男同士で、極道と極道を恨んで来た人間。長く続くなんて思ってはいなかった。だが、知れば知るほど心を愛しく思っていたし、心にも愛されているのを感じていた。
それが、こんな形で終わりを告げることになるなんて…。
静の大きな目から涙の粒が宝石のようにボロッと溢れ、地面で弾けた。静はゆっくりと心に近づくと、心も手を伸ばして静の腕を取った。

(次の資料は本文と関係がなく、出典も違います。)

PR #64, opened 2019-02-15
Add C++/winrt support for code generation

clarkezone:
This PR adds support for c++/winrt code generation.

While the change works, it has a few todo's and will need to be addressed and also will need some refactoring as there are changes in instantiatorgeneratorbase that are c++/winrt specific which will need abstracting / specializing to avoid breaking c# generation.

It also disables c++/CX code generation (since the output filenames are the same for both) but does not remove the code.  My assumption is that c++/winrt should replace c++/CX codegen, please confirm.

Appreciate an early review.


source/WinCompData/CodeGen/CppStringifier.cs
```diff
@@ -43,9 +43,9 @@ public override string CanvasGeometryCombine(Mgcg.CanvasGeometryCombine value)
             }
```
simeoncran: Rather than breaking this for Cx, can you just create a new version. I'd like CX to continue to work side by side.

LottieViewer/MainPage.xaml.cs
```diff
@@ -55,7 +55,10 @@ async void SaveFile_Click(object sender, RoutedEventArgs e)
 
             // Dropdown of file types the user can save the file as
             filePicker.FileTypeChoices.Add("C#", new[] { ".cs" });
-            filePicker.FileTypeChoices.Add("C++ CX", new[] { ".cpp" });
+
+            // TODO: handle Cx generation side by side with CPPWINRT
```
simeoncran: Testing adding a comment from codeflow tool...

sohchatt:
@clarkezone Any updates?

clarkezone:
TodoList

- [x] Fix hard coded changes in InstantiatorGeneratorBase to be target language neutral
- [ ] Confirm that c++/winrt generation still works
- [ ] Confirm that c# generation still works
- [ ] Make c++/CX work again per code review feedback
- [ ] Address rest of Simeon codereview feedback
- [ ] Rebase / merge to Top of Tree

clarkezone:
LMK when you are ready to review this.. I only intend to rebase once and I only want to do that when you're ready to accept it, hence I'm going to stop work until I hear back.

Issue #66, opened 2019-02-20
5.1.0 nuget package fails to install if project MinVersion < 17763


sohchatt:
Installing Lottie 5.1.0 from nuget.org results in [NU1202](https://docs.microsoft.com/en-us/nuget/reference/errors-and-warnings/nu1202?) when minVersion < 17763 even if  targetVersion is 17763

PR #67, opened 2019-02-22
Fix for #66 - cannot install on projects that have a MinVersion < RS5.

simeoncran:


Lottie-Windows/Lottie-Windows.csproj
```diff
@@ -1,11 +1,11 @@
 ﻿<Project Sdk="MSBuild.Sdk.Extras">
 
   <PropertyGroup>
-    <TargetFramework>uap10.0.17763</TargetFramework>
+    <TargetFramework>uap10.0.16299</TargetFramework>
```
sohchatt: While the toolkit supports version (N-2), I wonder if there is value in lowering this further to 15063 since all that's feasible on OS versions < 17763 is the AnimatedVisualPlayer.FallbackContent case. Thought?

simeoncran: Hopefully not making support too much harder for us. This is untested, but shouldn't be any worse (i.e. projects that had a min version  < 16299 couldn't even build before, so if it builds and crashes it's not really worse).

PR #281, opened 2026-06-30
chore: do not include sourcemap in dist

florian-lefebvre:
`cookie` is [pretty big compared to alternatives](https://npmx.dev/compare?packages=cookie,cookie-es,js-cookie,es-cookie&facets=installSize,totalDependencies,downloads,lastUpdated,githubStars,engines,types,moduleFormat), and part of it is due shipping a sourcemap. This is not necessary so it removes it (size: from 60.8 kB to 34kB). This should likely be a patch release.

Made as part of the [e18e](https://e18e.dev/) intiative.

### DIFF
--- a/tsconfig.build.json
+++ b/tsconfig.build.json
@@ -1,4 +1,8 @@
 {
   "extends": "./tsconfig.json",
+  "compilerOptions": {
+    "sourceMap": false,
+    "inlineSources": false
+  },
   "exclude": ["src/**/*.spec.ts", "src/**/*.bench.ts"]
 }


blakeembrey:
Is there a good reason to do this? Shaving a few kb off the download size seems like a vanity metric, does it actually improve anyone's DX? Source maps could be the reason someone enjoys an improved DX when debugging an issue in development or production.

If we're purely trying to minimize download size, why not also ship minified code?

gameroman:
> Is there a good reason to do this? Shaving a few kb off the download size seems like a vanity metric, does it actually improve anyone's DX? Source maps could be the reason someone enjoys an improved DX when debugging an issue in development or production.
> 
> If we're purely trying to minimize download size, why not also ship minified code?

Sourcemaps currently take almost 50% of the package size

If the distributed code is readable, sourcemaps don't change much for debugging

And most consumers won't be debugging anyway,
and if you're you'll want to use the actual source code anyway

florian-lefebvre:
Sorry I should have made the reasoning clearer. Shipping sourcemaps is only useful if your code is not readable, which here is not the case (so it's not useful for debugging because the dist/index.js is already good).

Now on the topic of minification, consider these cases:
1. You ship readable code without sourcemaps (easy to debug, quite small)
2. You ship minified code with sourcemaps (hard to debug in node_modules, quite big. sourcemap currently is about 3x bigger than the source)

It's just better to ship code unbundled.

When it comes to size, it's just not for vanity. With 134M weekly downloads, it has big repercussions in bandwidth across the ecosystem: 8.15 TB to 4.56 TB (3.59 TB saved)

EDIT: didn't see your comment Roman!

blakeembrey:
So I just checked the packed size with and without, and it's more like 13.6 kB vs 9.5 kB:

```
npm notice package size: 13.6 kB
npm notice unpacked size: 64.1 kB
```

```
npm notice package size: 9.5 kB
npm notice unpacked size: 34.9 kB
```

So zipped is much less meaningful than you propose. We're not saving 3TB. The overhead of the source maps is less than half the uncompressed README. That's a saving of ~0.5TB, which at AWS egress pricing is < $50/month. Obviously not nothing, but I'm reticent to alter something that could help someone debug and for that person it _might_ be worth $50.

You are right that it is reasonably readable already, but that might not always be true depending on transpiler configuration. I don't have a good argument either direction tbh, but to me the 4kb saving seems negligible and I worry for an ecosystem that's trying to shave a kb here or there to be "better" than another package.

二人で手を取って愛しげに手の甲を撫でた。ああ、終わりなんだと静は心に顔を近づけると、ゆっくりと口付けた。
「今まで…ありがと」
静はそう言うと笑って、心の手を離した。そして心も静の手を離し、二つの手はするっと離れた。
静は心を見たが、心は何も言わなかった。
ああ、終わったんだと静はグッと胸が締め付けられる感じがして、すぐに心に背を向けて部屋を出て行った。
その静と入れ違いに、相馬が姿を現した。
「静さん、泣いてらしたようですけど、あなた、また何か言ったんですか?」
相馬が呆れたように心を見たが、その心の顔つきに口を噤んだ。
「何か、あったんですか?」
「静が相談してきたらやれることはやってやれ」
心は口寂しくなったのか、唇を撫でた。こんな時に煙草が吸えないとはなと、リクライニングを起こしたベッドに凭れかかった。
「相談って、何をですか?」
「静と別れることになった。多分、屋敷も出て行くやろうし店も辞めると思う」
「別れるって…本気ですか?」
珍しく、相馬が困惑していた。心はそれを見て、ふっと笑った。
「極道を住処にする俺と、極道を悪と思う静とじゃいつか歪みが起きてもおかしなかった。それが今や」
心はそう言って、煙草が吸いてぇなと呟いた。